====== DATA RECORDS

PR #2180, opened 2022-02-10
Style/black and resolve many flake8 issues

banesullivan:
For #2178 Uses Black to format code and flake8 to lint. See `.flake8` for which patterns we are not checking

PR #6657, opened 2024-09-17
Use single quotes formatting with `ruff`

user27182:
### Overview

Enforce the use of single quotes instead of double quotes. I don't have any opinion on which is better, but I think having a consistent format is better than an inconsistent one.

EDIT: Use single quotes instead of double quotes. Double was originally suggested since that's what's [preferred by Black](https://black.readthedocs.io/en/stable/the_black_code_style/current_style.html#strings).


banesullivan:
I was under the impression that we converged on single quotes.

There is some history here... see https://github.com/pyvista/pyvista/pull/2180#issuecomment-1034383251 and https://github.com/pyvista/pyvista/discussions/2178#discussioncomment-2145873 but I can't dig up where I thought we had converged on single quotes (might have been on Slack)

user27182:
> I was under the impression that we converged on single quotes.
> 
> There is some history here... see [#2180 (comment)](https://github.com/pyvista/pyvista/pull/2180#issuecomment-1034383251) and [#2178 (comment)](https://github.com/pyvista/pyvista/discussions/2178#discussioncomment-2145873) but I can't dig up where I thought we had converged on single quotes (might have been on Slack)

Indeed the diff is much smaller when using `quote-style = "single"`, I'll change it to single

banesullivan:
I'm +1 for single quotes. I think that diff shows there has been at lease some level of historical preference for single quotes. 

As long as the formatter will automatically fix these for me, I'm indifferent

user27182:
> I'm +1 for single quotes. I think that diff shows there has been at lease some level of historical preference for single quotes.
> 
> As long as the formatter will automatically fix these for me, I'm indifferent

Apparently there are a lot of passionate discussions and opinions about this. Singles is fine with me, but I am also indifferent, mostly care about consistency and avoiding introducing formatting changes unnecessarily. Use whichever you prefer and the formatter will fix it.

.github/workflows/style_docstr.yml
```diff
@@ -66,5 +66,6 @@ jobs:
           filter_mode: nofilter
           fail_on_error: true
           version: 2.29.5
+          reviewdog_url: https://github.com/reviewdog/reviewdog/releases/download/v0.17.5/reviewdog_0.17.5_Linux_x86_64.tar.gz
```
MatthewFlamm, line 69: This change is unrelated to this PR?  Need to wait for #6658?

MatthewFlamm:
I have no preference on which to use as long as we don't have to spend time in PR reviews dealing with it.  It should be handled by the formatter which is what is done in this PR, so I'm +1.

After this is merged, the commit ref should be added to `.git-blame-ignore-revs` file.

user27182:
> On a similar note, when my `black` breaks a line to enforce the length limit, `ruff` (I suppose) does not necessarily reverts it when running the `pre-commit` hooks.

This could be due to the use of a [trailing comma]( 
https://black.readthedocs.io/en/stable/the_black_code_style/current_style.html#trailing-commas) by black, which are presumably respected by `ruff` (but which can be manually removed to collapse a line that was previously expanded)

tkoyama010 (approved):
LGTM

banesullivan (approved):

PR #6658, opened 2024-09-17
Use updated version of `reviewdog` with `Vale` config

user27182:
### Overview

Use `reviewdog_url` in the Vale workflow to force using an updated version of `reviewdog` (`17.5` instead of `17.0`).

============

• _DIRECTIONS FOR THIS TASK_
Tell how many lines of the data contain "historical". Nothing but the number belongs in the reply.

• _TASK OUTPUT_
2